WORK TO COMPLETE: Your reply should hold only the lines from the records below where "truongwp" occurs.

Saved entries
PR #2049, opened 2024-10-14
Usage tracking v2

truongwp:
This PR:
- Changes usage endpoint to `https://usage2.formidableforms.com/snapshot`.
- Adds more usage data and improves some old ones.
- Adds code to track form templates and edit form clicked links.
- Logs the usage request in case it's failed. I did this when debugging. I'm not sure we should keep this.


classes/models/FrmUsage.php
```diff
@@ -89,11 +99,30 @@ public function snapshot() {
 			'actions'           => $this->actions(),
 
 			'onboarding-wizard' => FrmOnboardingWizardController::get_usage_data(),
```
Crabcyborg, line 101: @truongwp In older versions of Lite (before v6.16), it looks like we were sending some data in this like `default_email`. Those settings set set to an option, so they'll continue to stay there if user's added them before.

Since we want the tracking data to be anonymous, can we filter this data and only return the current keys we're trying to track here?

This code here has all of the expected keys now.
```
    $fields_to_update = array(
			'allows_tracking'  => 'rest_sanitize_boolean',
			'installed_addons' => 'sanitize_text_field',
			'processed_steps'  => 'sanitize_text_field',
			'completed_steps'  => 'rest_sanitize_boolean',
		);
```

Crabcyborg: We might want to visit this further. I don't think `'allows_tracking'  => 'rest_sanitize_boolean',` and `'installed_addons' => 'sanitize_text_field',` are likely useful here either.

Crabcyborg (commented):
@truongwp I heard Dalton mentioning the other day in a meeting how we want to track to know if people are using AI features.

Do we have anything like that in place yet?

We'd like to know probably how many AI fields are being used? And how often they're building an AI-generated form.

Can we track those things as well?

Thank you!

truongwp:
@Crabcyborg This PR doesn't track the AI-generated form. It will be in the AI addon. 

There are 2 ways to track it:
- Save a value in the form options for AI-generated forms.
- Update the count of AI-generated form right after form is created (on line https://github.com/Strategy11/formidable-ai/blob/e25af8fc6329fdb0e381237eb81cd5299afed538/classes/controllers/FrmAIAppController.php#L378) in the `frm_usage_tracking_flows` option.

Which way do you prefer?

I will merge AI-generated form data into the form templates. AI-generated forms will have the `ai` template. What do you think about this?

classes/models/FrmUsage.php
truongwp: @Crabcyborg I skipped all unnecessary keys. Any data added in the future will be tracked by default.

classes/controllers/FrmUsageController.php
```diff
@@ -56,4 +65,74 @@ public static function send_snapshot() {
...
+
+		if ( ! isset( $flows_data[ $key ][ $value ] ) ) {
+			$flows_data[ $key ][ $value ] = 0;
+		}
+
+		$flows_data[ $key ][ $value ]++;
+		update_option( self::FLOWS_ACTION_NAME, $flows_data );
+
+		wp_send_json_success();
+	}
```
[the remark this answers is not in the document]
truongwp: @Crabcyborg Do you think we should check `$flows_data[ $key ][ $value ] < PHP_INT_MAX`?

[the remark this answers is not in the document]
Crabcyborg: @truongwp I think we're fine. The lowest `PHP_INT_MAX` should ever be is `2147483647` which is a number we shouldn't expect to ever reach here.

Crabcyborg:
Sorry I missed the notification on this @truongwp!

YOUR RESPONSE:
truongwp:
Crabcyborg, line 101: @truongwp In older versions of Lite (before v6.16), it looks like we were sending some data in this like `default_email`. Those settings set set to an option, so they'll continue to stay there if user's added them before.
@truongwp I heard Dalton mentioning the other day in a meeting how we want to track to know if people are using AI features.
truongwp:
truongwp: @Crabcyborg I skipped all unnecessary keys. Any data added in the future will be tracked by default.
truongwp: @Crabcyborg Do you think we should check `$flows_data[ $key ][ $value ] < PHP_INT_MAX`?
Crabcyborg: @truongwp I think we're fine. The lowest `PHP_INT_MAX` should ever be is `2147483647` which is a number we shouldn't expect to ever reach here.
Sorry I missed the notification on this @truongwp!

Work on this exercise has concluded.